▶ To do: Every line below containing the word "provided" should be found and copied.

(Source information Opens)

PR #4205, opened 2023-10-10
Implement sending remote resource packs to Bedrock clients

onebeastchris:
Since 1.20.30, it is possible to send clients a link to download a resource pack from - instead of having to add the pack to Geyser's pack folder. This should help with proxy networks & overall traffic usage, as now resource intensive pack sending can be offloaded to a designated location. However, unlike on Java, it is possible to send multiple entries for the client to load packs from! Further, this allows updating the remote resource packs while Geyser is still running: Geyser will detect the change, and re-download the pack. Unfortunately, this does not change when Bedrock clients can receive resource packs: only on the  initial join.

> [!IMPORTANT]  
> Note: You'll need to update Bedrock to the latest client version (1.21.1). 1.21.0 is unfortunately bugged, and ignores remote resource packs. 1.20.80 should also support this.

----------------

New config option:
```yml
# A list of links to send to the client to download resource packs from.
# These must be direct links to the resource pack, not a link to a page containing the resource pack.
# If you enter a link here, Geyser will download the resource pack once to check if it's in a valid format.
# See https://wiki.geysermc.org/geyser/packs for more info.
resource-pack-urls:
  # GeyserOptionalPack
  - "https://download.geysermc.org/v2/projects/geyseroptionalpack/versions/latest/builds/latest/downloads/geyseroptionalpack"
  ```
This will ensure that all connecting clients will, by default, get the [GeyserOptionalPack](https://wiki.geysermc.org/other/geyseroptionalpack/).

-----------------

You can download builds here:
- [Geyser-Bungeecord.jar](https://download.geysermc.org/v2/projects/geyserpreview/versions/pr.4205/builds/latest/downloads/bungeecord)
- [Geyser-Fabric.jar](https://download.geysermc.org/v2/projects/geyserpreview/versions/pr.4205/builds/latest/downloads/fabric)
- [Geyser-NeoForge.jar](https://download.geysermc.org/v2/projects/geyserpreview/versions/pr.4205/builds/latest/downloads/neoforge)
- [Geyser-Spigot.jar](https://download.geysermc.org/v2/projects/geyserpreview/versions/pr.4205/builds/latest/downloads/spigot)
- [Geyser-Standalone.jar](https://download.geysermc.org/v2/projects/geyserpreview/versions/pr.4205/builds/latest/downloads/standalone)
- [Geyser-Velocity.jar](https://download.geysermc.org/v2/projects/geyserpreview/versions/pr.4205/builds/latest/downloads/velocity)
- [Geyser-ViaProxy.jar](https://download.geysermc.org/v2/projects/geyserpreview/versions/pr.4205/builds/latest/downloads/viaproxy)

-----------------

Technical details:
- A Bedrock client will receive the cdn entries (urls) alongside all other packs. If it fails to download the pack from the url, it'll fall back to requesting the pack from Geyser.
- Geyser downloads all packs once when starting (or uses a cached download) to ensure that the resource pack is valid, and to parse the pack version/uuid/manifest. Further, it caches a fallback pack to use in the case that the url is offline, not reachable, or just denied by the Bedrock client for some reason.
- Bedrock clients are very picky. The requirements for which links do and don't work are not fully known at the moment.
  What is known:
  - A "content-length" header field must be set to the correct file size. Otherwise, the pack will not be downloaded.
  - The `application/zip` content type seems to work best for downloading packs. The often used `text/html` type does not work (rip onedrive links).
  - Redirects seem to be followed correctly, but the link should still be a direct download
  - The pack can be either a `.zip` or `.mcpack`

----------------------- 
  
Changes:
- add new `GeyserUrlPackCodec` (and `UrlPackCodec` for api) classes that can create a pack based on url + content key
- add a `resource-pack-urls` entry in the config for remote packs
- try and use more fastutil for resource packs

------------------------

TODO:
- [x] Proper error handling: URL invalid/offline, corrupt pack, manifest not where it's supposed to be, etc. 
- [x] documentation on wiki
- [x] remove debug
- [x] dont let resource pack downloading block main thread - this is actually wanted; since Geyser should not start before we know all the resource packs
- [x] Don't re-download the pack if there's no need to (hash from url + size)
- [x] Testing

Would close https://github.com/GeyserMC/Geyser/issues/4060 - atleast the resource pack part.

### CODE REVIEW

**Comment by Camotoy** [comment]
In the config I would use, probably, `resource-pack-urls` or `remote-resource-packs`. I don't think most people will understand what a CDN is, and some resource packs won't be hosted on content delivery networks per se.

File: api/src/main/java/org/geysermc/geyser/api/event/bedrock/SessionLoadResourcePacksEvent.java [hunk 1]
```diff
@@ -48,6 +49,13 @@ public SessionLoadResourcePacksEvent(@NonNull GeyserConnection connection) {
      */
     public abstract @NonNull List<ResourcePack> resourcePacks();
 
+    /**
+     * Gets an unmodifiable list of {@link ResourcePackCDNEntry}s that will be sent to the client.
+     *
+     * @return an unmodifiable list of resource pack CDN entries that will be sent to the client.
+     */
+    public abstract @NonNull List<ResourcePackCDNEntry> cdnEntries();
```
Konicai, line 57: Its not like we have a formal style guide, but if the javadoc body is the same as the `@return` tag, can we just have the return tag only?

api/src/main/java/org/geysermc/geyser/api/event/lifecycle/GeyserDefineResourcePacksEvent.java
```diff
@@ -0,0 +1,79 @@
...
+import org.geysermc.geyser.api.pack.ResourcePackCDNEntry;
+
+import java.util.List;
+import java.util.UUID;
+
+/**
+ * Called when {@link ResourcePack}'s and {@link ResourcePackCDNEntry}'s are loaded within Geyser.
+ *
+ */
+public abstract class GeyserDefineResourcePacksEvent implements Event {
```
Konicai, line 40: This can probably just be an interface. And there's an extra space in the class's javadoc

api/src/main/java/org/geysermc/geyser/api/event/lifecycle/GeyserLoadResourcePacksEvent.java
```diff
@@ -33,8 +33,11 @@
...
 /**
  * Called when resource packs are loaded within Geyser.
+ * @deprecated Use {@link GeyserDefineResourcePacksEvent} instead.
  *
  * @param resourcePacks a mutable list of the currently listed resource packs
  */
-public record GeyserLoadResourcePacksEvent(@NonNull List<Path> resourcePacks) implements Event {
+
+@Deprecated
+public record GeyserLoadResourcePacksEvent(@Deprecated @NonNull List<Path> resourcePacks) implements Event {
```
Konicai, line 42: The second `@Deprecated` does nothing

core/src/main/java/org/geysermc/geyser/registry/loader/ResourcePackLoader.java
```diff
@@ -58,8 +62,12 @@ public class ResourcePackLoader implements RegistryLoader<Path, Map<String, Reso
 
     static final PathMatcher PACK_MATCHER = FileSystems.getDefault().getPathMatcher("glob:**.{zip,mcpack}");
 
+    private static final Path CACHED_CDN_PACKS_DIRECTORY = GeyserImpl.getInstance().getBootstrap().getConfigFolder().resolve("cache").resolve("cdn-packs");
+
     private static final boolean SHOW_RESOURCE_PACK_LENGTH_WARNING = Boolean.parseBoolean(System.getProperty("Geyser.ShowResourcePackLengthWarning", "true"));
 
+    public static List<ResourcePackCDNEntry> RESOURCE_PACK_CDN_ENTRY_LIST = new ArrayList<>();
```
Konicai, line 69: `RESOURCE_PACK_CDN_ENTRIES` ?

core/src/main/java/org/geysermc/geyser/registry/loader/ResourcePackLoader.java
```diff
@@ -94,6 +102,33 @@ public Map<String, ResourcePack> load(Path directory) {
             resourcePacks.add(skullResourcePack);
         }
 
+        // Download CDN packs to get the pack uuid's
+        if (!Files.exists(CACHED_CDN_PACKS_DIRECTORY)) {
+            try {
+                Files.createDirectories(CACHED_CDN_PACKS_DIRECTORY);
+            } catch (IOException e) {
+                GeyserImpl.getInstance().getLogger().error("Could not create cached packs directory", e);
+            }
```
Konicai, line 111: We shouldn't continue with the new code below if this occurs - maybe move this stuff to a different method for an easy return & exit

core/src/main/resources/config.yml
```diff
@@ -175,6 +175,12 @@ above-bedrock-nether-building: false
 # want to download the resource packs.
 force-resource-packs: true
 
+# A list of links to send to the client to download resource packs from.
+# These must be direct links to the resource pack, not a link to a page containing the resource pack.
+cdn-resource-packs:
+  # Example: GeyserOptionalPack
+  - "https://ci.opencollab.dev/job/GeyserMC/job/GeyserOptionalPack/job/master/lastSuccessfulBuild/artifact/GeyserOptionalPack.mcpack"
```
Konicai, line 182: poggers

Konicai (changes requested):
just a quick review without much depth - and i agree with Camo.

it would be nice if `ResourcePackCDNEntry` could be `RemoteResourcePack`, but it doesn't implement `ResourcePack` so... unsure about that

core/src/main/resources/config.yml
onebeastchris: right? xd
Not sure though if it might make sense to comment it out, it is optional afterall

core/src/main/java/org/geysermc/geyser/registry/loader/ResourcePackLoader.java
onebeastchris: https://github.com/GeyserMC/Geyser/pull/4205/commits/fd69b0c381cd752b6808d08ef5adf918ccbfc798 done; ty

api/src/main/java/org/geysermc/geyser/api/event/lifecycle/GeyserDefineResourcePacksEvent.java
onebeastchris: I went with the same style (and fun-fact, mostly the same impl) as the SessionLoadResourcePacksEvent - for consistency i'd keep em both abstract classes

core/src/main/resources/config.yml
Konicai: afaik the only reason we weren't including it beforehand was because we didn't want to bundle mojang assets in the jar - this is no longer an issue

api/src/main/java/org/geysermc/geyser/api/event/bedrock/SessionLoadResourcePacksEvent.java
onebeastchris: Makes sense, but this has been accepted before & i'd rather keep it consistent (or change all instances of that in api)

api/src/main/java/org/geysermc/geyser/api/event/lifecycle/GeyserDefineResourcePacksEvent.java
Konicai: okiee

api/src/main/java/org/geysermc/geyser/api/event/bedrock/SessionLoadResourcePacksEvent.java
Konicai: RFC :P

and it exists elsewhere afaik

onebeastchris:
Yeah naming really isn't my strong suit, I agree. I kind of like RemotePack actually.
Or we could take a page from kyori's adventure, their new resource pack method takes in a `ResourcePackLikeRequest`.. not sure I really like that though. Open for suggestions :)

Kas-tle:
How exactly are pack versions handled with this? Is it just pulled from the downloaded pack? What happens if the version of the pack at the link is updated while the server is running?

onebeastchris:
We don't extract / need the pack version, just the pack UUID. Konica and I had a brief talk where he mentioned that possibility where a pack UUID might change mid-game. 
Since we can't really detect that, the next best thing would be to use some kind of cache and re-download the configured packs to re-check the pack ids.
This still leaves the question of what to do with api - imo we shouldn't do the same check for those remote packs provided there, since they need to provide the pack UUID themselves.

Possible solutions:
- add a user-facing reload command that would re-gather all remote pack uuids
(e.g. /geyser reload packs) or similar; would also close a different issue 
- Could expose an api method that downloads the pack, extracts it & provides a UUID version to avoid duplicate code in extensions that also want to check
- Could add a secondary registerRemotePacks/..CdnPacks method to the GeyserDefineResourcePacks only that would allow providing just a url and leave us querying the pack id ourselves.

More generally, we'd need to find out what exactly the client would do in the event that the pack is provided and the one received in said pack mismatch.

Kas-tle:
Hmm ok but then how does this work? Does this mean the client has to download the entire pack every time to check if the version changed? The normal [ResourcePackStack](https://github.com/CloudburstMC/Protocol/blob/3.0/bedrock-codec/src/main/java/org/cloudburstmc/protocol/bedrock/packet/ResourcePackStackPacket.java#L37) and [ResourcePacksInfo](https://github.com/CloudburstMC/Protocol/blob/3.0/bedrock-codec/src/main/java/org/cloudburstmc/protocol/bedrock/packet/ResourcePacksInfoPacket.java#L38) packets have a field for version. So does a CDN entry also require an entry in the normal Entry list and this just tells the client where it can download said pack? Or will the client just download a CDN entry and not check the version at all?

onebeastchris:
By what I can tell, we never have to get/tell the client the pack version. This does raise the question of whether the client will always download the pack...
I'll definitely have to do more testing here; I am not fully sure about the exact workings of this feature. In my (brief) testing, the optional pack seems to have been loaded fine.

onebeastchris:
From more testing locally, here's what i found:
This PR should be functional, but Bedrock is *very* picky about what sort of packs from a url are accepted/downloaded.

- The link must be a direct link.
- The size must be set properly in the `Content-Length` header. If size is wrong, or not present (-1), the client will show a bogus, stupidly large size value and wont allow downloading the packs.
- Similarly, the `Content-Type` header must be set to `application/zip` - otherwise, the client wont download the resource packs.

Further, the resource pack can be either a `.zip` or `.mcpacks` file that does *not* contain the pack files at its root, but rather a folder with the actual resource pack. (In other words: zip/manifest.json wont work, zip/mypack/manifest.json will....)

If anyone wishes to test this PR, you can set up a working file server using [caddy](https://caddyserver.com/) and the following config - please do *not* use it in production, it doesnt even use https.
```
http://localhost {
    file_server browse
    route {
        header Content-Type application/zip
        header Content-Length {file.size}
    }
}
```
It however would ensure correct content type/content lengths being set.

On a positive note, downloading even a 100MB pack is insanely quick!

Camotoy:
Is it possible we can make a website that tests if a website hosting a pack is working correctly? We can also bundle such functionality in Geyser, but a website means it would be applicable to a wider Bedrock audience.

onebeastchris:
Said functionality would already be bundled in this PR :)
We're basically downloading the pack once to get all the info, and while at it, we check size/content type/manifest location (which, to my knowledge, is what's required).
As for creating a separate website - sure, but I think that would be a bit out of scope for this PR, but it's not a bad idea in theory.

Camotoy:
OK, neat. We should add to the config that you should expect your pack to be analyzed/downloaded within Geyser.

core/src/main/java/org/geysermc/geyser/registry/loader/ResourcePackLoader.java
```diff
@@ -117,18 +132,47 @@ public Map<String, ResourcePack> load(Path directory) {
...
+        String contentKey;
+
+        try {
+            // Check if a file exists with the same name as the resource pack suffixed by .key,
+            // and set this as content key. (e.g. test.zip, key file would be test.zip.key)
+            Path keyFile = path.resolveSibling(path.getFileName().toString() + ".key");
+            contentKey = Files.exists(keyFile) ? Files.readString(keyFile, StandardCharsets.UTF_8) : "";
+        } catch (IOException e) {
+            GeyserImpl.getInstance().getLogger().error("Failed to read content key for resource pack " + path.getFileName(), e);
+            contentKey = "";
```
Tim203, line 149: See above

api/src/main/java/org/geysermc/geyser/api/pack/UrlPackCodec.java
```diff
@@ -0,0 +1,59 @@
...
+    @NonNull
+    public abstract String url();
+
+    /**
+     * If the remote pack has an encryption key, it must be specified here.
+     * Otherwise, leave empty.
+     * @return the encryption key of the resource pack
+     */
+    @NonNull
+    public abstract String contentKey();
```
Tim203, line 58: I personally don't like empty strings, can we make contentKey null when there is no contentKey?

Tim203 (changes requested):
Looks fine for the most part, just one small thing

api/src/main/java/org/geysermc/geyser/api/pack/UrlPackCodec.java
onebeastchris: https://github.com/GeyserMC/Geyser/blob/master/api/src/main/java/org/geysermc/geyser/api/pack/ResourcePack.java#L54-L60
Not against it; however, this is already being done the same way for other resource packs - i'd rather keep it consistent.

onebeastchris: I've changed it to allow setting a null content key, however, given that we use empty content keys elsewhere, I'd keep the getter as is

core/src/main/java/org/geysermc/geyser/util/WebUtils.java
```diff
@@ -96,6 +100,114 @@ public static void downloadFile(String reqURL, String fileLocation) {
...
+            String type = con.getContentType();
+
+            if (size <= 0) {
+                throw new IllegalArgumentException(String.format("Invalid content length received from remote pack at URL: %s (size: %d)", url, size));
+            }
+
+            // This doesn't seem to be a requirement (anymore?). Logging to debug as it might be interesting though.
+            if (type == null || !type.equals("application/zip")) {
+                logger.warning(String.format("Application type received from remote pack at URL %s uses the content type: %s! This may result in packs not loading " +
+                    "for Bedrock players.", url, type));
```
letsgoawaydev, line 137: In my opinion this should say something along the lines of `Try using a link that is
application/zip type instead!` So that people know what the content type should be instead of being confused on why the content type wont work and not being able to know what the right one is.

onebeastchris: Hey! Yeah; this is temporary to figure out what application types are (or aren't) supported by Bedrock edition while testing. This will be changed before merging.

So far, it unfortunately seems that only application/zip works - the popular octet-stream type seems to not work. Which is unfortunate, as that's what many services use

onebeastchris:
Put on hold until we transition to using configurate - otherwise these changes will result in confusion about why packs are loaded that don't seem to be in the config.

onebeastchris:
Superseded by https://github.com/GeyserMC/Geyser/pull/4978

(Source information Closes)

▶ Written answer:
This still leaves the question of what to do with api - imo we shouldn't do the same check for those remote packs provided there, since they need to provide the pack UUID themselves.
More generally, we'd need to find out what exactly the client would do in the event that the pack is provided and the one received in said pack mismatch.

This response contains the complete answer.